The converse of this argument is that the nurse should also be aware of issues that are potential barriers to communication. The absence of positive and attentive listening is a powerful disincentive to most forms of communication. The patient who perceives that they are not being listened to is not likely to produce any useful information. Other barrier behaviours include the use of reassuring clichés, giving advice, expressing approval/disapproval, requesting an explanation (asking why?), defending, belittling feelings, stereotyped comments, changing the subject. (Arora V et al. 2005)

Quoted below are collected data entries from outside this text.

PR #6671, opened 2026-07-30
fix(config): make flipping `[registry] auto_sync` survive the reload it claimed to survive, and cover the boot gate

houko:
Follow-up to #6661, which merged before these two review findings on it were addressed. Refs #6636 (observation (a)).

## The claim did not hold

#6661's doc says that flipping `[registry] auto_sync` off "stops the next automatic refresh without a restart". It did not.

`registry` was classified restart-required as a whole section, so a reload that changed only that section produced neither a hot action nor a live-read change — and `should_store_config` swaps the config only when one of those is non-empty (`config_reload.rs`). The reload therefore reported restart-required and then discarded the new value, leaving the 24 h catalog task reading the old `auto_sync` out of the previous snapshot until the daemon actually restarted.

That is the trap version of the bug #6661 set out to fix: an operator whose local hand edits are being clobbered edits `config.toml`, calls `POST /api/config/reload`, is told a restart is needed, and the next tick clobbers the checkout anyway.

## The fix

`auto_sync` is now classified as a live-read change on its own; `cache_ttl_secs` / `registry_mirror` / `registry_host` stay restart-required. The split follows how each is consumed: the catalog task calls `config_snapshot()` at the top of every tick and passes `auto_sync` straight into `sync_catalog_to` (`server.rs`), while the other three are read when the checkout is set up.

`docs/operations/config-reload.md` records the section as `R/N` with the split spelled out, in the same shape the `external_auth` row already uses for its `H/N` split. That table is drift-guarded by `doc_reload_table_matches_classified_reload_fields`, which passes.

## The boot gate had no test

The second finding: nothing exercised `boot_with_config`'s `if config.registry.auto_sync` gate, which is where the restart-survival half of the claim is actually implemented. The config round-trip and the catalog-task path were covered; the gate was not.

`boot_with_auto_sync_disabled_leaves_the_registry_checkout_alone` seeds a hand into the checkout, leaves `.sync_marker` absent so a refresh is due, boots with `auto_sync = false`, and asserts the checkout is untouched and the hand still loads.

It also asserts that a probe provider file was **not** fanned out into the home dir. That is the assertion that makes the test worth having: `sync_registry` always ends in `fanout_registry_content`, which copies `registry/providers/*.toml` into `<home>/providers/` and needs no network — so on an offline runner, where the fetch fails and leaves the checkout alone by accident, the checkout-content assertions would pass vacuously while the probe still catches the regression.

Verified by mutation: replacing the gate with `if true` fails the test both with connectivity (the sync wipes the checkout) and without it (the fan-out copies the probe).

## Verification

- `cargo test -p librefang-kernel --lib` — 1363 passed, run on this branch. New: `registry_auto_sync_is_read_live_and_reaches_the_config_store`, `registry_fields_other_than_auto_sync_still_require_restart`, `boot_with_auto_sync_disabled_leaves_the_registry_checkout_alone`.


crates/librefang-kernel/src/config_reload.rs
```diff
@@ -705,7 +705,14 @@ pub fn build_reload_plan_with_caps(
         );
         restart_if_changed(field_changed(&old.heartbeat, &new.heartbeat), "heartbeat");
         restart_if_changed(field_changed(&old.plugins, &new.plugins), "plugins");
-        restart_if_changed(field_changed(&old.registry, &new.registry), "registry");
+        // `registry` minus `auto_sync`: the mirror / host / TTL are read once when the checkout is set up, but `auto_sync` is re-read from the config snapshot on every tick of the 24 h catalog task, so it belongs in the NOOP block below.
```
houko, line 708: Not about the content of this line — it's the last commit that touched it (`3691761`, "fix(kernel): correct a doc-comment misattachment and reflow hard-wrapped prose") that's worth a look before merge.

That commit's git author identity is `Claude <noreply@anthropic.com>`, which will show up on the commit list, in `git log`, and in blame for this file. CLAUDE.md's "No Claude / Anthropic / AI attribution" rule is aimed at exactly this kind of provenance signal in the repo history, even though the wording calls out messages/bodies/comments rather than the author field specifically — the effect (an AI identity permanently attached to a commit in `main`'s history once this merges) is the same thing the rule exists to prevent, and neither `commit-msg` nor the `guard-bash-safety.sh` Bash-hook pattern-match would have caught it, since both scan message text, not author identity.

The other two commits on the branch are attributed to human authors, so this looks like an isolated slip rather than a pattern. Fixing it means rewriting this commit's author (`git commit --amend --author` under an interactive rebase) and force-pushing the branch — force-push is fine on your own pre-review branch per CLAUDE.md, but it's a history rewrite so I'm flagging it for you to do rather than doing it myself.

---

houko (commented):
Reviewed against CLAUDE.md (changelog fragment format, config hot-reload classification docs, prose-wrapping rule, commit/PR hygiene, no-AI-attribution). The reload-classification fix itself checks out: `RegistryConfig` has exactly the four fields the diff accounts for, the doc table's `R/N` split mirrors the existing `external_auth` `H/N` pattern, and the new tests match the classification. One item left as a line comment for a human call: the commit-author identity on `3691761`.

---

crates/librefang-kernel/src/kernel/tests.rs
houko, line 1: Commit 3691761 ("fix(kernel): correct a doc-comment misattachment and reflow hard-wrapped prose") is authored and committed by the `claude` GitHub account (`Claude <noreply@anthropic.com>`, confirmed via the commits API — GitHub resolves it to https://github.com/claude, id 81847).

CLAUDE.md is explicit that commit author identity resolving to Claude/Anthropic is rejected, independent of message content: "a commit whose author identity (`git var GIT_AUTHOR_IDENT` …) resolves to Claude / Anthropic even when the message itself is clean" is what the `commit-msg` hook exists to catch, and "No Claude / Anthropic / AI attribution in commit messages, PR bodies, or issue comments" is called out again under Commit & PR hygiene. This commit is already on `origin/fix/registry-auto-sync-reload`, so it must have bypassed that hook (not installed for whatever session produced it, or pushed through a path that skips it).

The content of the commit (relocating the new test's doc comment, reflowing prose to one sentence per line) looks correct and doesn't need to be redone — only the author/committer identity needs to change. That's an amend + rebase of the tip commit, which requires a force-push; since only the branch owner should rewrite this PR's history, recommend @houko run something like:

```
git commit --amend --author="<real name> <real email>" 
# or, if this isn't the very tip by the time you see this:
git rebase -i <base> # reword the author on 3691761
git push --force-with-lease origin fix/registry-auto-sync-reload
```

Flagging rather than fixing directly since rewriting another contributor's branch history is out of scope for this review pass.

---

crates/librefang-kernel/src/config_reload.rs
houko, line 1: Minor, separate from the comment on tests.rs: commit 398c09f's body paragraphs (e.g. the one starting "The doc claimed that flipping `auto_sync` off …") each pack several sentences onto a single line. CLAUDE.md's prose-wrapping rule applies to commit message bodies explicitly ("One sentence = one line, regardless of length" / "Commit message bodies" is listed under "This rule applies universally"). The in-diff comments and the changelog fragment in this PR do follow one-sentence-per-line correctly — it's only this commit message body that doesn't. Not blocking, and fixing it would mean rewriting the same commit's history as the authorship issue above, so bundling the note here rather than asking for a separate rebase pass.

---

houko (commented):
Reviewed against CLAUDE.md's config hot-reload classification note and general engineering rules. The config_reload.rs classification split, the new kernel tests, and the docs/operations/config-reload.md row update all check out functionally (verified `RegistryConfig.auto_sync`, the `boot_with_config` gate, and `sync_registry`/`fanout_registry_content` against the actual source referenced in the test doc comments; the doc-table drift guard test still passes since `registry` stays a single classified field name). The changelog fragment in `changelog.d/fixed/` is correctly formatted and passes `scripts/check-changelog-attribution.py --all-unreleased`. Two findings left as comments below — both require a history rewrite (author-identity amend / rebase) that only the branch owner should do, so left as review comments rather than pushed fixes.

---

Issue #5664, opened 2026-05-23
[High] Git hooks & CI hygiene — rustfmt paths, openapi sha256, missing pre-push, unconsumed `.secrets.baseline`


houko:
**Severity:** High · **Domain:** CI / hooks

Merges 4 git-hook / CI hygiene findings under one tracking item.

## Sub-findings rollup

| # | Description | Location |
|---|---|---|
| 1 | `pre-commit` uses unquoted `$STAGED_RS` + `grep`; files with spaces or glob characters get word-split | `scripts/hooks/pre-commit:25-30` |
| 2 | The openapi-sha check in `pre-commit` only calls `shasum`; no fallback on `sha256sum`-only environments (typical Linux dev boxes) | `scripts/hooks/pre-commit` (openapi-sha section) |
| 3 | `CLAUDE.md` and `scripts/hooks/` describe a `pre-push` hook, but no such file exists in the repo — docs and reality disagree | `CLAUDE.md`, `scripts/hooks/` |
| 4 | `.secrets.baseline` exists but CI never calls `detect-secrets`; only `pre-commit` soft-warns | `.github/workflows/`, `.secrets.baseline` |

## Why merged

All four are git-hook / CI hygiene items concentrated in `scripts/hooks/` + `.github/workflows/`; a single sweep is more efficient than 4 separate PRs.

## Combined fix plan

1. **NUL-delimited xargs** for the rustfmt staged-files loop:
   ```bash
   git diff --cached --name-only --diff-filter=ACM -z \
     | grep -z '\.rs$' \
     | xargs -0 -r rustfmt --check --edition 2021
   ```
2. **shasum / sha256sum interop**:
   ```bash
   sha256() { command -v sha256sum >/dev/null && sha256sum "$@" || shasum -a 256 "$@"; }
   ```
3. **`pre-push` file**: either actually implement `pre-push` and commit it to `scripts/hooks/pre-push` (preferred — runs `cargo clippy --workspace --all-targets -- -D warnings` + openapi/SDK drift), or delete its description from `CLAUDE.md`.
4. **Wire detect-secrets into CI**: add `.github/workflows/secrets.yml` running `detect-secrets scan --baseline .secrets.baseline`; fail the PR on diff.

## Tests

- `scripts/tests/pre-commit-spaces.sh`: stage `with space.rs` containing bad formatting; the hook rejects.
[...]

PR #6672, opened 2026-07-30
chore(hooks): reject commits whose author identity is Claude / Anthropic, and run the hook corpora in CI

houko:
Nine commits authored as `Claude <noreply@anthropic.com>` reached `main` on 2026-07-30, across #6661, #6663, #6664, #6665, #6666 and #6667. No layer in the repo could have stopped them.

## Why every existing layer missed it

- `.claude/hooks/guard-bash-safety.sh` sees only `-m` / `--message` values on the command line.
- `scripts/hooks/commit-msg` reads the message file. The author identity is not in it.

So `GIT_AUTHOR_NAME=Claude git commit -m "fix(x): …"` produces a conventional-commit message that passes every check, and a commit that reads `Claude <noreply@anthropic.com>` in `git log`, `git blame`, `git log --format=%an`, and the GitHub commit list. It is the attribution CLAUDE.md forbids, arriving through the one field nobody looks at while reviewing a diff.

The nine already in `main` are left alone — rewriting merged history is not worth it. This closes the hole for everything after.

## The check

`commit-msg` now also inspects `git var GIT_AUTHOR_IDENT`, which is asked instead of `git config user.*` precisely because the `GIT_AUTHOR_NAME` / `GIT_AUTHOR_EMAIL` environment overrides are how an agent harness sets the identity for a single commit. An empty result means git has no identity configured and the commit is about to fail on its own, so the check stays quiet.

Matching decisions, all covered by the corpus:

- Separators are squashed before comparison, so `Claude Code`, `Claude-Code`, `claude_code` and `ClaudeCode` are one case rather than four. This is the zero-or-more-spaces lesson the message regex already learned in #5664, applied up front instead of after the next escape.
- Names match whole, not as substrings: `Claudia Schiffer`, `Claudio Ranieri` and `Claude Dubois` all commit fine. A contributor whose entire display name is the bare word `Claude` is collateral; the rejection message tells them to add a surname.
- The address test is pinned to `noreply@anthropic.com` / `claude@anthropic.com` rather than the `anthropic.com` domain, so an Anthropic employee committing under their own address is not blocked.
- `Claude Opus 5` and the other model-name identities are matched by prefix.

The rejection message names the offending field and gives the fix for both the not-yet-committed and already-committed cases.

## The corpora now run in CI

`scripts/tests/` already held three corpus tests for the git-side hooks and none of them ran anywhere — the same gap #3400 closed for the changelog validator's own unit tests, one directory over. A regression in either attribution predicate was catchable only by running them by hand, which is not what happens before pushing a hook edit. They now run as `Git Hook Corpus Tests` (seconds, no toolchain needed).

Eight author-identity cases were added: four that must be rejected while carrying a clean message, four legitimate identities that must not be.

## A test that only passed where the tool was missing

Wiring the corpora up exposed `pre-commit-sha-fallback.sh` failing on any machine with `gitleaks` installed: it builds a throwaway repo with no `.gitleaks.toml`, the hook runs `gitleaks protect --config .gitleaks.toml` relative to that repo, and the tool aborts on "unable to load gitleaks config" — so the test reported the hook as broken wherever the hook's own secret scan was actually live. It now copies the repo's config into the fixture.

## Also

The `commit-msg` header pointed at `git config core.hooksPath .githooks` and a `scripts/install-githooks.sh` that does not exist. The supported setup is `just setup` / `cargo xtask setup`, which sets `core.hooksPath scripts/hooks`.

## Verification

- `bash scripts/tests/commit-msg-attribution.sh` — passes; fails when the new check is removed.
- `bash scripts/tests/pre-commit-spaces.sh`, `bash scripts/tests/pre-commit-sha-fallback.sh` — pass (the latter failed before the fixture fix, on this machine, with gitleaks installed).
- Direct smoke: the hook exits 1 on `GIT_AUTHOR_NAME=Claude GIT_AUTHOR_EMAIL=noreply@anthropic.com` with a clean message, and 0 for `Evan Hu <e-hu@unext.jp>`.
- This PR's own commits are authored under a human identity, which the hook verified as it created them.


scripts/hooks/commit-msg
```diff
@@ -22,3 +22,64 @@ CLAUDE.md (global + project) forbids these. Edit the message and retry.
...
+# `git blame`, and the GitHub commit list. That is the same attribution the
+# message rule exists to keep out of the history, arriving through a field
+# nobody reads while reviewing a diff.
+#
+# `git var` is asked rather than `git config user.*` so the environment
+# overrides (GIT_AUTHOR_NAME / GIT_AUTHOR_EMAIL) are covered too — those are
+# exactly how an agent harness sets the identity for a single commit. An empty
+# result means git has no identity configured, in which case the commit is
+# about to fail on its own and this hook has nothing to add.
+author_ident="$(git var GIT_AUTHOR_IDENT 2>/dev/null || true)"
```
houko, line 29: This reads `git var GIT_AUTHOR_IDENT` only, so it checks the *author* identity but not the *committer* identity. A commit made with `GIT_AUTHOR_NAME='Human' GIT_COMMITTER_NAME=Claude` (or any harness that sets committer separately, e.g. some rebase/cherry-pick/amend flows, or `git commit --author=... ` where the ambient `user.name`/`GIT_COMMITTER_*` is left as Claude) would pass this check but still show `Claude` as the committer in `git log --format='%cn <%ce>'` and in GitHub's commit view when author/committer differ. Is that an intentional scope decision (author is what typically shows in the default `git log`/blame output and in the GitHub commit list's primary byline), or should `GIT_COMMITTER_IDENT` get the same treatment? If intentional, might be worth a one-line comment saying so, since the PR body frames this as closing the attribution hole comprehensively.

---

.github/workflows/ci.yml
```diff
@@ -408,6 +408,29 @@ jobs:
...
+  githook-tests:
+    name: Git Hook Corpus Tests
+    runs-on: ubuntu-latest
+    steps:
+      - uses: actions/checkout@3d3c42e5aac5ba805825da76410c181273ba90b1 # v7
+      # Message text and author identity, rejected and accepted corpora.
+      - name: commit-msg attribution corpus
+        run: bash scripts/tests/commit-msg-attribution.sh
+      # Staged-path handling: filenames with spaces must still be checked.
+      - name: pre-commit space-in-filename handling
```
houko, line 423: This job runs `pre-commit-sha-fallback.sh` on a bare `ubuntu-latest` runner with no gitleaks install step (unlike `secret-scan.yml`, which installs a pinned gitleaks before scanning). That means `scripts/hooks/pre-commit`'s own gitleaks step will always take the "gitleaks not installed" soft-warn branch here, and the `cp "$REPO_ROOT/.gitleaks.toml" .gitleaks.toml` fixture line this PR just added to fix — the actual regression that was "only passing where gitleaks was absent" — never gets exercised by this new CI job either; it only matters on a contributor's machine that happens to have gitleaks installed locally. Net effect: this specific fix (and any future regression in that fixture) is verified locally but not by CI. Worth either installing gitleaks here too (small extra cost, but this job is meant to be seconds) or noting in a comment that this lane intentionally only covers the sha-fallback logic and not the gitleaks-present path.

---

houko (commented):
Reviewed against CLAUDE.md's hook/changelog rules. Verified all three `scripts/tests/*.sh` corpora pass locally (commit-msg-attribution, pre-commit-spaces, pre-commit-sha-fallback), traced the new commit-msg case-statement logic and heredoc escaping by hand (no shellcheck available in this environment), and confirmed the changelog.d fragment matches the required format and PR-author attribution. Pushed one mechanical doc fix (CLAUDE.md's hooks section was left describing commit-msg as message-only after this PR taught it to also check author identity). Left two inline comments on things I wasn't confident enough to fix unilaterally: author-vs-committer identity coverage, and a CI-coverage gap on the gitleaks-config fixture fix.

---

CLAUDE.md
```diff
@@ -57,7 +57,10 @@ giving defense in depth on top of the Claude Code PreToolUse layer.
   `LIBREFANG_PREPUSH_SKIP=1`.
 - `commit-msg` — rejects commit messages containing Claude / Anthropic
   attribution (catches heredocs and `git commit -F file` that the PreToolUse
-  Bash hook cannot see).
+  Bash hook cannot see), and separately rejects a commit whose *author
+  identity* (`git var GIT_AUTHOR_IDENT`, so the `GIT_AUTHOR_NAME` /
```
houko: This PR's own head commit is authored as `Claude <noreply@anthropic.com>`:

```
$ git log --format='%H %an <%ae> %s' -1 5324ead2ef0c1b8c99ee5c641d19c78e02be5cc2
5324ead2ef0c1b8c99ee5c641d19c78e02be5cc2 Claude <noreply@anthropic.com> docs(hooks): describe commit-msg's author-identity check in CLAUDE.md
```

confirmed via the GitHub API commit object, not just local config, so it isn't a sandbox artifact.

That's exactly the pattern this PR's own hook rejects, and exactly the class of incident (nine commits, six PRs) that motivated it — the second commit in this PR would be blocked by the very check it adds, had the hook been active when it was made. It also contradicts the PR body's closing claim ("This PR's own commits are authored under a human identity, which the hook verified as it created them.") — that's only true for the first commit (`af0f37f`, `Evan Hu <e-hu@unext.jp>`).

I'm not fixing this myself: correcting it means rewriting an already-pushed commit's author (`git commit --amend --reset-author`) and force-pushing this branch, which isn't mine to force-push and isn't a "small mechanical fix" I should take unilaterally. Recommend the PR author rewrite that commit's authorship (`git rebase 820d30f --exec 'git commit --amend --no-edit --reset-author'` under a human identity) before merge, given the PR is specifically about closing this exact hole.

---

houko (commented):
One mechanical fix pushed (commit 0e603a5): widened the model-name match patterns to catch Anthropic's version-then-family naming convention as well, and added the new `githook-tests` CI job to `ci-gate`'s required `needs:` list (it was wired to run but not to gate).

One review comment left inline on CLAUDE.md: this PR's own head commit is itself authored as `Claude <noreply@anthropic.com>` — the exact thing this PR's hook rejects — which I'm flagging rather than fixing myself since correcting it requires rewriting pushed history and force-pushing someone else's branch.

---

scripts/hooks/commit-msg
```diff
@@ -22,3 +22,71 @@ CLAUDE.md (global + project) forbids these. Edit the message and retry.
...
+  # name is the bare word "Claude" is collateral, and can add a surname.
+  #
+  # Model-name identities are matched with "claude" anywhere before the family
+  # name, not just immediately before it: Anthropic has shipped both a
+  # family-then-version form ("Claude Opus 5" -> claudeopus5) and a
+  # version-then-family form ("Claude 3.5 Sonnet" / "claude-3-5-sonnet" ->
+  # claude35sonnet). Anchoring the family word to the end of the string rather
+  # than requiring it right after "claude" catches both.
+  case "$squashed_name" in
+    claude | claudecode | claudeai | anthropic | claude*opus* | claude*sonnet* | claude*haiku*)
```
houko, line 46: Coverage gap: the `claude` branch gets bot/model-name variants (`claudecode`, `claudeai`, and the three `claude*family*` globs), but the `anthropic` branch only matches the bare exact string.
A display name like `Anthropic AI`, `Anthropic Bot`, or `AnthropicClaude` squashes to `anthropicai` / `anthropicbot` / `anthropicclaude`, none of which equal `anthropic` or match any of the `claude*` globs, so it sails through with a clean message and an unblocked author check — the exact hole this PR exists to close, just one word over.

Was the asymmetry (wildcarded `claude` family vs. exact-only `anthropic`) deliberate, or should `anthropic*` join the case list the same way `claudecode`/`claudeai` did? If it's deliberate, a one-line comment explaining why `anthropic` doesn't need the same treatment would save the next reader from re-deriving this.

---

scripts/hooks/commit-msg
```diff
@@ -22,3 +22,71 @@ CLAUDE.md (global + project) forbids these. Edit the message and retry.
...
+# `git blame`, and the GitHub commit list. That is the same attribution the
+# message rule exists to keep out of the history, arriving through a field
+# nobody reads while reviewing a diff.
+#
+# `git var` is asked rather than `git config user.*` so the environment
+# overrides (GIT_AUTHOR_NAME / GIT_AUTHOR_EMAIL) are covered too — those are
+# exactly how an agent harness sets the identity for a single commit. An empty
+# result means git has no identity configured, in which case the commit is
+# about to fail on its own and this hook has nothing to add.
+author_ident="$(git var GIT_AUTHOR_IDENT 2>/dev/null || true)"
```
houko, line 29: This checks `GIT_AUTHOR_IDENT` only, not `GIT_COMMITTER_IDENT`. A commit can have a clean author but a Claude/Anthropic *committer* (e.g. an agent harness that sets `GIT_COMMITTER_NAME`/`GIT_COMMITTER_EMAIL` for the commit-tree call but leaves `--author` pointed at a human, or the reverse), and GitHub's commit view and API both surface committer identity distinctly from author identity.

Given the PR's own stated goal — no field in the commit that says Claude/Anthropic — is committer identity intentionally out of scope for this check, or worth adding as a second `git var GIT_COMMITTER_IDENT` pass alongside this one? Not blocking, just want to confirm it was a conscious call rather than an oversight, since the corpus doesn't exercise a mismatched author/committer case either way.

---

changelog.d/fixed/6672-reject-ai-authored-commits.md
```diff
@@ -0,0 +1,6 @@
+Reject a commit whose *author identity* attributes it to Claude / Anthropic, not just one whose message does.
+The `commit-msg` hook read only the message, so `GIT_AUTHOR_NAME=Claude git commit -m "fix: …"` passed a spotless message check and still put `Claude <noreply@anthropic.com>` into `git log`, `git blame`, and the GitHub commit list — the same attribution the message rule exists to keep out of the history, arriving through the one field nobody reads while reviewing a diff.
+Nine such commits reached `main` across six PRs merged on the same day before this was noticed.
```
houko, line 3: Tried to verify "nine such commits reached `main` across six PRs merged on the same day" from visible history and couldn't: `git log origin/main` for the merge commits of #6661/#6663/#6664/#6665/#6666/#6667 shows all six authored by a human (`Evan <suzukaze.haduki@gmail.com>` / `Evan Hu <e-hu@unext.jp>`), and no commit reachable from `origin/main` has a Claude/Anthropic author or email at all.

That's consistent with squash-merge simply erasing the intermediate per-commit authorship (so the claim could still be true pre-squash and just unverifiable from the merged tree) — but it's also consistent with the number being restated narrative rather than something pulled from an audit log. Since this line lands in the GitHub release body verbatim, could you confirm the source for "nine" / "six PRs" (audit log, GitHub API query, etc.) so it doesn't publish an uncheckable stat? Same question applies to the identical claim in the PR body.

---

houko (commented):
Reviewed against CLAUDE.md (changelog fragment format/section/attribution, git hygiene, no-AI-attribution rule, CI conventions, prose-wrapping) plus the correctness of the attribution predicates themselves, since this PR's own subject is that detection logic.

**Critical, needs your action — this PR's own history currently violates the rule it adds.** Commit `5324ead` ("docs(hooks): describe commit-msg's author-identity check in CLAUDE.md") on this branch is authored `Claude <noreply@anthropic.com>` (confirmed via both local `git log` and the GitHub API's `get_commits` for this PR). That directly contradicts the PR description's closing line: "This PR's own commits are authored under a human identity, which the hook verified as it created them." It didn't — the hook only started existing partway through this PR's own commit sequence, so the middle commit predates its own protection. Fixing this requires rewriting that commit's author and force-pushing the branch, which is outside what an automated reviewer should do unilaterally; flagging here rather than doing it. Suggest: `git rebase af0f37f --exec 'git commit --amend --no-edit --reset-author'` from `0e603a5`, or equivalent, then a normal (non-`--no-verify`) push, and updating the PR body's verification claim to match what actually happened.

Three smaller items left as line comments (two logic-coverage questions in `commit-msg` itself — an `anthropic` vs. `claude` asymmetry in the wildcard matching, and committer- vs. author-identity scope — plus a request to confirm the "nine commits / six PRs" figure that appears verbatim in both the PR body and the changelog fragment, since I can't verify it from `origin/main`'s visible history).

Everything else checked out: conventional-commit subjects, changelog fragment lives under `changelog.d/` (not a direct `CHANGELOG.md` edit) with correct `(#6672) (@houko)` trailer and no hard-wrapping, `.github/workflows/ci.yml`'s new `githook-tests` job is added to `ci-gate`'s `needs:` (done in this PR's own third commit, which also widened the `claude*opus*`/`claude*sonnet*`/`claude*haiku*` globs to catch the version-then-family model-name form), and no stray `Co-Authored-By`/AI-attribution strings in any commit message text or file content. Not approving or requesting changes per policy — comment only.

---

We have devoted the majority of this examination to the spoken modes of communication, but we should not overlook that the written word is an equally important means of communicating ones thoughts to others, particularly on an interprofessional basis. In order to maximise the efficiency of communication a written report should ideally be brief, concise, comprehensive, factual, descriptive, objective, both relevant and appropriate and legally prudent. (Young B et al. 2003)
In this assessment one should draw attention to the distinction between being both brief and concise. Brief equates with shortness as undue length will allow the reader’s attention to wander, whereas being concise implies an absence of irrelevant detail thereby allowing an emphasis on what is important.
The preparation and literature review has allowed ample time for reflection on the issues raised. (Taylor, E. 2000). This has proved to be a valuable experience as some issues which I believed that I understood, became clearer and this gave me a much deeper insight into both the mechanisms and the possibilities of accurate and concise communication. Not only have the mechanisms of positive enhancement of communications become apparent but also the active removal of the barriers or impediments to communication clearly play an important role in the ability of the nurse to communication efficiently with both the patient and her healthcare colleagues.